Neutering the watchdogs
Interference in state's Long-Term Care Ombudsman Program could mean less oversight of nursing homes and assisted-living facilities
Published: February 18, 2012
“My feeling is that the ombudsman program is to be an advocate,” he says. “They do have a role to provide some assessments to follow up on complaints in the course of their advocacy work. But in many cases what was transpiring is that many of our ombudsmen who were volunteers were acting in the role of AHCA [Agency for Health Care Administration] regulators.”
AHCA is the state regulatory agency in charge of making sure that long-term care facilities meet certain minimum health and safety standards; ombudsmen, Hudson says, were at times treading on AHCA’s territory in their regular assessments.

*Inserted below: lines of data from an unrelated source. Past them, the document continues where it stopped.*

PR #3327, opened 2026-08-31
[Base API] Delegate get_firmware_noc_coord to DeviceFirmware

nbuncicTT:
## Issue

#2872
Delegate `get_firmware_noc_coord` to `DeviceFirmware`.

## Description

The firmware implementations have resolved the ARC coordinate per NOC in their constructors since #3319 (Wormhole's is fixed; Blackhole's depends on the NOC-translation state, fixed for the device's lifetime). This promotes that private helper to the interface — the only `const` method on it — and deletes the `TTDevice` copy of the same knowledge: the `arc_core_noc0`/`arc_core_noc1` members, `set_arc_coordinate()` and both overrides. `TTDevice::get_arc_core()` forwards.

“That’s not the role they were designed for,” he says. “In some cases they were expanding the role, so I suggested that we should eliminate their assessment function which would by default take away some of their ability to act as regulators.”
Hudson’s bill didn’t pass, but it did have the intended shock value – he’s found that the ombudsman’s program seems to have refocused its efforts on resident complaints within its purview. He disagrees with those who think his bill was an attack on the ombudsman program.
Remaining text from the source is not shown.